**ACTION ITEM:** The lines from the start of the records through the one containing "- The sortOrder" are to be transcribed exactly, and nothing else.

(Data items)
═══

PR #25570, opened 2024-12-03
fix: make sortOrderEnum and add exception path on advisor

### LINKED ISSUE #20512: Unified REST API: Replace sortOrder Field with Enum in SearchQuerySortRequest
## Description
We need to update the `sortOrder` field in the `SearchQuerySortRequest` from a string type to an enum with possible values `asc` and `desc` in our OpenAPI specification. The default value should be `asc`. Additionally, we need to ensure that the API validation correctly returns a 400 Bad Request with an appropriate `ProblemDetail` object when an invalid value is provided.

## Acceptance Criteria
- The sortOrder field in the SearchQuerySortRequest is an enum with values `asc` and `desc`, and the default is `asc`.
- The API returns a 400 Bad Request with a ProblemDetail object when an invalid sort order value is provided.
- Unit tests (`ProcessInstanceControllerTest`) are passing/updated with the new validation logic.

## Implementation proposal
We can use an ExceptionHandler on `MethodArgumentNotValidException` to identify the invalid input field

```java
@RestControllerAdvice
public class GlobalExceptionHandler {

    @ExceptionHandler(MethodArgumentNotValidException.class)
    public ResponseEntity<ProblemDetail> handleValidationExceptions(MethodArgumentNotValidException ex) {
        for (FieldError error : ex.getBindingResult().getFieldErrors()) {
            if ("sortOrder".equals(error.getField())) {
                // return the problem Detail with the invalid sortOrder
            }
           ...
        }

```

nathansandi:
## Description

- Update `rest-apy.yaml`  on Sort to use `enum`
- Update Integration tests
- Update Unit tests
- Update respective Request Mappers

## Related issues

closes https://github.com/camunda/camunda/issues/20512


zeebe/gateway-protocol/src/main/proto/rest-api.yaml
```diff
@@ -5793,9 +5793,8 @@ components:
           description: The field to sort by.
           type: string
         order:
-          description: The order in which to sort the field.
-          type: string
-          default: asc
+          description: The sort order.
+          $ref: "#/components/schemas/SortOrderEnum"
```
tmetzke, line 5797: 🙃 I believe that siblings next to `$ref` are ignored in OpenAPI so you can remove the description here. @pepopowitz, that is the way it works, right? 😆 I am horribly confused by now 🙈

zeebe/gateway-protocol/src/main/proto/rest-api.yaml
```diff
@@ -6184,6 +6183,12 @@ components:
         - FAILED
         - UNSPECIFIED
         - UNKNOWN
+    SortOrderEnum:
+      description: The Sort Order.
+      enum:
+        - asc
+        - desc
+      default: asc
```
tmetzke, line 6191: 🔧 I believe that going upper case here would be more common, right?
```suggestion
        - ASC
        - DESC
      default: ASC
```

zeebe/gateway-rest/src/main/java/io/camunda/zeebe/gateway/rest/SearchQueryRequestMapper.java
```diff
@@ -994,15 +993,12 @@ Either<ProblemDetail, T> buildSearchQuery(
...
 
-  private static List<String> applySortOrder(
-      final String order, final SortOption.AbstractBuilder<?> builder) {
-    final List<String> validationErrors = new ArrayList<>();
-    switch (order.toLowerCase()) {
-      case "asc" -> builder.asc();
+  private static void applySortOrder(
+      final SortOrderEnum order, final SortOption.AbstractBuilder<?> builder) {
+    switch (order.getValue()) {
       case "desc" -> builder.desc();
```
tmetzke, line 999: 🔧 I guess you can do a proper switch on the enum here, right?
```suggestion
    switch (order) {
      case DESC -> builder.desc();
```

zeebe/gateway-rest/src/main/java/io/camunda/zeebe/gateway/rest/GlobalControllerExceptionHandler.java
```diff
@@ -33,7 +33,8 @@ public class GlobalControllerExceptionHandler extends ResponseEntityExceptionHan
       "Required request body is missing";
   private static final String REQUEST_BODY_PARSE_EXCEPTION_MESSAGE =
       "Request property [%s] cannot be parsed";
-  private static final String INVALID_ENUM_VALUE_EXCEPTION_MESSAGE = "Invalid Enum value";
+  // Thrown by the OpenApi in case of an invalid enum value
+  private static final String INVALID_ENUM_VALUE_EXCEPTION_MESSAGE = "Unexpected value";
```
tmetzke, line 37: 💭 Two ideas:
1. Can we be more explicit here in what is unexpected? Is the enum class and/or the field (key in the JSON) known? This could help create a more useful message for users, e.g. "The value provided in '<field>' is unsupported".
2. If possible, but this is an absolute bonus: if we know the enum class (because it's in the error message), we can even fetch and return the possible values, e.g. "The value provided in '<field>' is unsupported, it must be any of [<list of enum values>]".

nathansandi: > If possible, but this is an absolute bonus: if we know the enum class (because it's in the error message), we can even fetch and return the possible values, e.g. "The value provided in '' is unsupported, it must be any of [<list of enum values>]".

I have used the `INVALID_ENUM_VALUE_EXCEPTION_MESSAGE ` from OpenApiSPEC to validate the message. It comes very generic and we have a lot of ENUMS. 
The OpenAPI Spec does not bring the possible Enum values over this case. I think this would be not 

> 1. Can we be more explicit here in what is unexpected? Is the enum class and/or the field (key in the JSON) known? This could help create a more useful message for users, e.g. "The value provided in '<field>' is unsupported".

I can change in the line down there, this constant is only use to validate the error caused by the Open API Spec, I can update the error message over here: 
`detail = Objects.requireNonNull(httpMessageNotReadableException.getRootCause()).getMessage();`
And update the message accordingly.

zeebe/gateway-protocol/src/main/proto/rest-api.yaml
nathansandi: I followed the requirements over the issue https://github.com/camunda/camunda/issues/20512 
I can move it all to ASC and DESC with no problems

zeebe/gateway-protocol/src/main/proto/rest-api.yaml
nathansandi: This is true, when I use allOf I can remove the description ;) I was fixing this right now

zeebe/gateway-rest/src/main/java/io/camunda/zeebe/gateway/rest/GlobalControllerExceptionHandler.java
nathansandi: To give a better example, this is the stack trace from the Open API Spec from ENUMS

`org.springframework.http.converter.HttpMessageNotReadableException: JSON parse error: Cannot construct instance of `io.camunda.zeebe.gateway.protocol.rest.SortOrderEnum`, problem: Unexpected value 'dsc'
`

zeebe/gateway-protocol/src/main/proto/rest-api.yaml
danielkelemen: Alternatively, you can keep the description and move the `$ref` into an `allOf`.

zeebe/gateway-rest/src/test/java/io/camunda/zeebe/gateway/rest/controller/VariablesQueryControllerTest.java
```diff
@@ -183,13 +179,13 @@ void shouldSearchVariableWithSorting() {
...
             new VariableQuery.Builder()
-                .sort(new VariableSort.Builder().name().desc().value().asc().build())
+                .sort(new VariableSort.Builder().name().desc().build())
                 .build());
   }
 
   @Test
   void shouldInvalidateVariableSearchQueryWithBadSortOrder() {
-    // given
+    // given`
```
tmetzke, line 188:
```suggestion
    // given
```

zeebe/gateway-rest/src/main/java/io/camunda/zeebe/gateway/rest/GlobalControllerExceptionHandler.java
tmetzke: I gave this a quick look and discovered the following:
* The `HttpMessageNotReadableException` we receive has a cause exception of `ValueInstantiationException`.
* The value instantiation exception can tell you the location of the issue in the source JSON, i.e., the field where it occurs.

With that, we should be able to give a better hint here where the problematic field is. We could even use the defined type information (`io.camunda.zeebe.gateway.protocol.rest.SortOrderEnum`) to fetch all possible values and return those to the user.

For example, with the following criteria we can check if we have an enum issue:
```
  private boolean isUnknownEnumError(final Exception ex) {
    return ex instanceof HttpMessageNotReadableException
        && ex.getCause() instanceof final ValueInstantiationException instantiationException
        && instantiationException.getType().isEnumType();
  }
```

The following code would get the details we need:
```
...
    } else if (isUnknownEnumError(ex)) {
      final var instantiationException = (ValueInstantiationException) ex.getCause();
      final var options =
          Arrays.stream(instantiationException.getType().getRawClass().getEnumConstants())
              .map(Objects::toString)
              .toList();
      final var field = instantiationException.getPath().getLast().getFieldName();
      detail =
          "%s for enum field '%s'. Use any of the following values: %s"
              .formatted(
                  ((HttpMessageNotReadableException) ex).getRootCause().getMessage(),
                  field,
                  options);
    } else {
...
```

This would lead to the following error message for the enum:
```
Unexpected value 'dsc' for enum field 'order'. Use any of the following values: [ASC, DESC]
```

nathansandi: Thanks for driving this @tmetzke , this works. 
Super interesting, I miss this kind of exception (to be honest pretty new for me), I was checking around the `InvalidArgumentException`

zeebe/gateway-rest/src/test/java/io/camunda/zeebe/gateway/rest/controller/VariablesQueryControllerTest.java
```diff
@@ -157,11 +157,7 @@ void shouldSearchVariableWithSorting() {
                 "sort": [
                     {
                         "field": "name",
-                        "order": "desc"
-                    },
-                    {
-                        "field": "value",
-                        "order": "asc"
+                        "order": "DESC"
```
tmetzke, line 160: ❓ Why are we removing this from this test case?

tmetzke (commented):
👍 Looks good overall, thanks, @nathansandi, for driving this.
💭 We should check if users can also provide lowercase input. I think we have to enable `MapperFeature.ACCEPT_CASE_INSENSITIVE_ENUMS` in the `JacksonConfig` in the REST gateway module. Let's write some test cases to verify this works with lowercase input as well, shall we?

zeebe/gateway-rest/src/test/java/io/camunda/zeebe/gateway/rest/controller/VariablesQueryControllerTest.java
nathansandi: I have re-added this test, but with `asc` lower case in order to test the proeprty 

`<useEnumCaseInsensitive>true</useEnumCaseInsensitive>` from OpenAPI generator , from [here](https://github.com/OpenAPITools/openapi-generator/pull/15273/files)

(Use `MapperFeature.ACCEPT_CASE_INSENSITIVE_ENUMS` does not work for OpenApi Generator on Jackson Mapper Config)

tmetzke: Works for me 👍 
Thanks for looking into this, this will make the API a lot nicer to use and less error-prone 🚀

tmetzke (approved):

═══

**SOLUTION TO THE EXERCISE:**
PR #25570, opened 2024-12-03
fix: make sortOrderEnum and add exception path on advisor

### LINKED ISSUE #20512: Unified REST API: Replace sortOrder Field with Enum in SearchQuerySortRequest
## Description
We need to update the `sortOrder` field in the `SearchQuerySortRequest` from a string type to an enum with possible values `asc` and `desc` in our OpenAPI specification. The default value should be `asc`. Additionally, we need to ensure that the API validation correctly returns a 400 Bad Request with an appropriate `ProblemDetail` object when an invalid value is provided.

## Acceptance Criteria
- The sortOrder field in the SearchQuerySortRequest is an enum with values `asc` and `desc`, and the default is `asc`.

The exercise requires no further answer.